Saved data entries
*** Block opens ***
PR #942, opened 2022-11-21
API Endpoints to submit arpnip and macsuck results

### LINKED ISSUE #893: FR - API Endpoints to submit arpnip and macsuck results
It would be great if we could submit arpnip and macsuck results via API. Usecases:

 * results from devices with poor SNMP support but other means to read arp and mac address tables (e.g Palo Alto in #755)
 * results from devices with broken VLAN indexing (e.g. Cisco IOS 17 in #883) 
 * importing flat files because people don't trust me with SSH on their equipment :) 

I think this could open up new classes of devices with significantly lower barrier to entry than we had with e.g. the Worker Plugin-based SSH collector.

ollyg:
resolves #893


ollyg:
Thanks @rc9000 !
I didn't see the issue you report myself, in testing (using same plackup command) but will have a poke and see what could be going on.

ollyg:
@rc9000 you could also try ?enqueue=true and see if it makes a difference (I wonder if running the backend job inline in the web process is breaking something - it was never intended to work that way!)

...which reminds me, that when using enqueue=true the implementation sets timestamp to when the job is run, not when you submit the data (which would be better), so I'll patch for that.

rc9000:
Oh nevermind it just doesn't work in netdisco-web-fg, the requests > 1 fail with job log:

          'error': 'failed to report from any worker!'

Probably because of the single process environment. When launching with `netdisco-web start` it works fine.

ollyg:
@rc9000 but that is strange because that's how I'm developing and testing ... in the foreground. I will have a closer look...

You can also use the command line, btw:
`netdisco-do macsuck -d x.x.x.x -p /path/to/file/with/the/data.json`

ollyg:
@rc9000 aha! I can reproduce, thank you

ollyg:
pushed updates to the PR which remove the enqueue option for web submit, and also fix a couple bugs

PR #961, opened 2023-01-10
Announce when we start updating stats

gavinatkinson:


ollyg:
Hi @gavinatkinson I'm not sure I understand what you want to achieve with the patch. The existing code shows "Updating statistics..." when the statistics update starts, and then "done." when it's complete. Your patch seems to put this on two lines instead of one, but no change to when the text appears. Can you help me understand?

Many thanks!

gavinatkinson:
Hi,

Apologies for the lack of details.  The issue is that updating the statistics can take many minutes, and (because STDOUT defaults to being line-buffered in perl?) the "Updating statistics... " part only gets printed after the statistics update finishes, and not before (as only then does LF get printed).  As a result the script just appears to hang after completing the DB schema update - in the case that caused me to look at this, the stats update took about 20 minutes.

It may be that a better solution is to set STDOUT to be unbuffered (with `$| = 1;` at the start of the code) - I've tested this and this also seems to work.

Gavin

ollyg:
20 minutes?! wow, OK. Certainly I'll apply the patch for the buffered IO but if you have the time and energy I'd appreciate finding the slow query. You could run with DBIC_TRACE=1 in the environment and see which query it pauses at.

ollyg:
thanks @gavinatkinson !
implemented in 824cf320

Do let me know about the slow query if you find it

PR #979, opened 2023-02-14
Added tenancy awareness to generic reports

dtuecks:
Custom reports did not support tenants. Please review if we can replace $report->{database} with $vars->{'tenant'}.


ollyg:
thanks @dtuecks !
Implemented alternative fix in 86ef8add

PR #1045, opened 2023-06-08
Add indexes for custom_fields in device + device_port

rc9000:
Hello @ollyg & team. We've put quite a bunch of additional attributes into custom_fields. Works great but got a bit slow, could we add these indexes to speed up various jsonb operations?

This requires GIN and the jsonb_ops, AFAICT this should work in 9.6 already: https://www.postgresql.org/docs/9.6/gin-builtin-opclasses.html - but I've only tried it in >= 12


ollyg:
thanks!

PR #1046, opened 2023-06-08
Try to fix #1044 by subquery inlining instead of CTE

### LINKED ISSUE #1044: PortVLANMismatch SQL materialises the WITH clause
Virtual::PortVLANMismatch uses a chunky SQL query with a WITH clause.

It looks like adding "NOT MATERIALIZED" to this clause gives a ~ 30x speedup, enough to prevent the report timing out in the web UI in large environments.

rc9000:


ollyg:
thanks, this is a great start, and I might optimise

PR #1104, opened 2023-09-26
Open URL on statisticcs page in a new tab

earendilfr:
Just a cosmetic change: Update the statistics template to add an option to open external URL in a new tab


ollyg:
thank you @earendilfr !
*** Block closes ***
What to work on –
Quote exactly the first line of the entries and every line after it, stopping with the line that contains "Oh nevermind it".

Answer –
PR #942, opened 2022-11-21
API Endpoints to submit arpnip and macsuck results

### LINKED ISSUE #893: FR - API Endpoints to submit arpnip and macsuck results
It would be great if we could submit arpnip and macsuck results via API. Usecases:

 * results from devices with poor SNMP support but other means to read arp and mac address tables (e.g Palo Alto in #755)
 * results from devices with broken VLAN indexing (e.g. Cisco IOS 17 in #883) 
 * importing flat files because people don't trust me with SSH on their equipment :) 

I think this could open up new classes of devices with significantly lower barrier to entry than we had with e.g. the Worker Plugin-based SSH collector.

ollyg:
resolves #893


ollyg:
Thanks @rc9000 !
I didn't see the issue you report myself, in testing (using same plackup command) but will have a poke and see what could be going on.

ollyg:
@rc9000 you could also try ?enqueue=true and see if it makes a difference (I wonder if running the backend job inline in the web process is breaking something - it was never intended to work that way!)

...which reminds me, that when using enqueue=true the implementation sets timestamp to when the job is run, not when you submit the data (which would be better), so I'll patch for that.

rc9000:
Oh nevermind it just doesn't work in netdisco-web-fg, the requests > 1 fail with job log:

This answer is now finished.